I Stopped Trusting Myself For A Year. How I started Again.
People will doubt you. They will second guess and question you. They will rattle your cage. They will poke holes in your explanations. And if you are not solid you will fail.
And when you do, you feel like a small person who never has the “right” answer. This is what happens when you stop trusting yourself. This is what happens when you loose your sense of inner guidance. Feeling like you never know the right answer is awkward and uncomfortable.
When my discomfort grew so painful, I found ways to trust myself.
Determine Your Best Way For Dealing With The Awful
When you are going through a terrible experience – be it the end of a relationship that was once meaningful to you, a serious health problem or injury, a traumatizing experience, loss of a loved one – no matter what darkness has presented itself, it was there and it was terrible. Eventually, you find a way through this. Maybe you journal, paint, meditate, see a therapist, seek support from friends and family, whatever it is, you somehow move through and eventually past this misery.

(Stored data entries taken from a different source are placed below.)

PR #422, opened 2015-01-31
Cast integers to float.

alanpeabody:
This is important when JavaScript is building requests because JS only
has floats, but represents 2.0 as 2 when serializing.

### DIFF
--- a/lib/ecto/type.ex
+++ b/lib/ecto/type.ex
@@ -343,6 +343,8 @@ defmodule Ecto.Type do
 
       iex> cast(:float, 1.0)
       {:ok, 1.0}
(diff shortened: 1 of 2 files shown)


josevalim:
Awesome! I think now is a good time to add tests for integer and float casting. You can see examples here:

https://github.com/elixir-lang/ecto/blob/master/test/ecto/type_test.exs#L39

Can you please amend this PR?

alanpeabody:
@josevalim NP, tests added!

josevalim:
Doh, I just realized the tests are in the doctests. Sorry for the derpness, I merged just the first commit.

Exercise: Call to memory or jot down a trying time in your life.
Realize How You Expanded
Once you have come out of this, you are a changed person. You are now someone who was given a choice – to deal with it head on or remain stuck and in denial forever. You got through it and have healed. You learned something powerful about yourself – that you are able to rise to a rough occasion, and are now a changed person because of this experience.
Take a moment to be insightful, your future trusting self will appreciate you. It will not be the last time something challenging presents itself to you, however, when that moment comes, you now have the benefit of your previous triumph to remember. Recognizing that you prevailed in the past will boost your self-trust.
Exercise: Reflect on what you did to conquer that occurrence.
Next Time, Prepare
When I told a boss I was leaving, I practiced what I would say in the mirror that morning. When I ended a meaningful relationship, I scripted out what I would express before our conversation using the DEARMAN dialectical behavior therapy tool. When I couldn’t decide with whom to spend a holiday, I declared I would make my decision the following day, pausing the situation. I was torn – I wanted to see my boyfriend yet I had already committed to being with my family. I am a serial mind-changer; I determine better options all the time!
Exercise: Practice pressing pause before reacting.
Do What Makes You Love Yourself
In the previous holiday example, I decided to take a breather until the following day, when I elected to keep the plan as it originally was and spend the holiday with my family. I felt proud, like I choose with integrity. If you feel great about it, then it was the right decision. It does not matter what you select, what matters the most is how YOU feel about your resolution.
When you act with integrity, and trust and love yourself, you will always know and do the “right” thing.